Gonzalez sighed. "Great. I'm not doing any better. Come back and take a look."

Finley followed him down a narrow hallway to a dim A/V center, where two security officers watched a bank of a dozen monitors. Every few moments, each monitor changed to a different view of the campus.

Gonzalez motioned to one of the officers, a petite young woman with round wire-rimmed spectacles. "This is Tricia Denton. She was here when Rachel Kirby was shot. And, no, she's not a witness."

Finley shook her hand. "You didn't see anything?"

"Not until Dr. Kirby fell." Tricia gestured to her control panel. "I was able to pan and zoom every camera in the area, but I couldn't find the shooter."

"He probably blended in with the students coming and going. We'll need to comb through each one of your feeds. You do record them, don't you?"

"Each video-camera feed goes to an array of hard drives. It's automatically kept for forty-eight hours, but within that time we can preserve any recordings indefinitely."

"Tell me you did that."

"Of course. The minute we realized what had happened, we locked all the recordings down." The woman and Detective Gonzalez shared a quick look.

Trouble. "So what's the problem?"

Gonzalez grimaced. "The recordings are gone."

"What?"

"They're gone. Wiped clean."

Finley turned back to Tricia. "How?"

"I don't know. We lost six camera feeds from three different hard drives. Only in the area where your shooter was."

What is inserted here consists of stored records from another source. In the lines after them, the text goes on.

PR #2660, opened 2020-10-23
libcontainer/configs: improve unit tests

mauriciovasquezbernal:
Test that CommandHook actually executes a new process with the given env
variables, parameters and json state.

This commit also solves an issue with the previous approach that was calling
'os.Exit(0)' failing to signal test failures.

cc @alban 

Fixes: #2765

### DIFF
--- a/libcontainer/configs/config_test.go
+++ b/libcontainer/configs/config_test.go
@@ -3,6 +3,7 @@ package configs_test
 import (
 	"encoding/json"
 	"fmt"
+	"io/ioutil"
 	"os"
 	"reflect"
 	"testing"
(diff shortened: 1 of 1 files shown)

"The recorders were sabotaged?"

Tricia bit her lip. "If they were, someone sure knew how to cover their tracks. The machines are in a locked closet at the end of the hall. The closet door and the recorders don't appear to have been tampered with. And the recorders work fine—it's just that we're missing everything from a few hours before and after the shooting. Whoever did it had to know just what machines to target."

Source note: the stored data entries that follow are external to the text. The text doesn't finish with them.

PR #3173, opened 2021-08-20
*: release 1.0.2

cyphar:
```
This is a second stable release in 1.0 branch, fixing a few medium and high
priority issues, including one that affect Kubernetes using runc's libcontainer.

Bugfixes:

 - Fixed a failure to set CPU quota period in some cases on cgroup v1. (#3115)
 - Fixed the inability to start a container with the "adding seccomp filter
   rule for syscall ..." error, caused by redundant seccomp rules (i.e. those
   that has action equal to the default one). Such redundant rules are now
   skipped. (#3129)
 - Made release builds reproducible from now on. (#3142)
 - Fixed a rare debug log race in runc init, which can result in occasional
   harmful "failed to decode ..." errors from runc run or exec. (#3130)
 - Fixed the check in cgroup v1 systemd manager if a container needs to be
   frozen before Set, and add a setting to skip such freeze unconditionally.
   The previous fix for that issue, done in  runc 1.0.1, was not working.
   (#3167)
```


AkihiroSuda (approved):
LGTM

(Triggered Moby CI and it’s green)

thaJeztah (approved):
LGTM

For others; diff is https://github.com/opencontainers/runc/compare/v1.0.1...52b36a2dd837e8462de8e01458bf02cf9eea47dd

kolyshkin (approved):
LGTM

PR #3175, opened 2021-08-23
tests/int: cleanups

kolyshkin:
1. tests/int/helpers: rm $bundle handling
    
    It is not used since PR 2757, as all tests are run with cd to bundle
    directory.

Finley cursed under his breath. "Who has access to that closet?"

Gonzalez answered. "Only the head of campus security. I've already talked to one of our tech guys, and he's clueless as the rest of us. He's familiar with this system, and he says no one could have done this without some high-level know-how. He says that even the company that designed it might have a problem pulling this off."

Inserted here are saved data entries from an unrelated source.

PR #3176, opened 2021-08-24
libct/error.go: rm ConfigError (alt)

kolyshkin:
This is the alternative to #3056, addressing review comment from https://github.com/opencontainers/runc/pull/3033#discussion_r661966694.

`ConfigError` type was added by commit e918d021399e62, while removing runc's
own error system, to preserve a way for a libcontainer user to distinguish
between a configuration error and something else.
    
The way ConfigError is implemented requires a different type of check
(compared to all other errors defined by error.go). An attempt was made
to rectify this, but the resulting code became even more complicated.
    
As no one is using this functionality (of differentiating a "bad config"
type of error from other errors), let's just drop the ConfigError type.

### DIFF
--- a/libcontainer/configs/validate/validator.go
+++ b/libcontainer/configs/validate/validator.go
@@ -52,7 +52,7 @@ func (v *ConfigValidator) Validate(config *configs.Config) error {
 	}
 	for _, c := range warns {
 		if err := c(config); err != nil {
-			logrus.WithError(err).Warnf("invalid configuration")
+			logrus.WithError(err).Warn("invalid configuration")
 		}
 	}
 	return nil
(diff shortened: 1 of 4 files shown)


libcontainer/configs/validate/validator.go
```diff
@@ -52,7 +52,7 @@ func (v *ConfigValidator) Validate(config *configs.Config) error {
 	}
 	for _, c := range warns {
 		if err := c(config); err != nil {
-			logrus.WithError(err).Warnf("invalid configuration")
+			logrus.WithError(err).Warn("invalid configuration")
```
kolyshkin, line 55: Technically it doesn't belong here; let me remove it.

kolyshkin: moved to the first commit

kolyshkin:
Setting 1.1.0 milestone as I'd like this refactoring (which changes libcontainer API) to be over before 1.1.0 one way or another.

thaJeztah (approved):
LGTM

thanks!

AkihiroSuda (approved):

Finley pulled out his phone. "Okay. Then let's have somebody take a closer look at those machines. If it really takes high-level know-how, there can't be that many people capable of it. Let's figure out who could have done it and where they could have learned."

"Gotcha."

"And let's look at the camera feeds that were knocked out. If nothing else, it tells us where the shooter didn't want us to see. We'll focus our canvass on those areas and see if anybody saw something."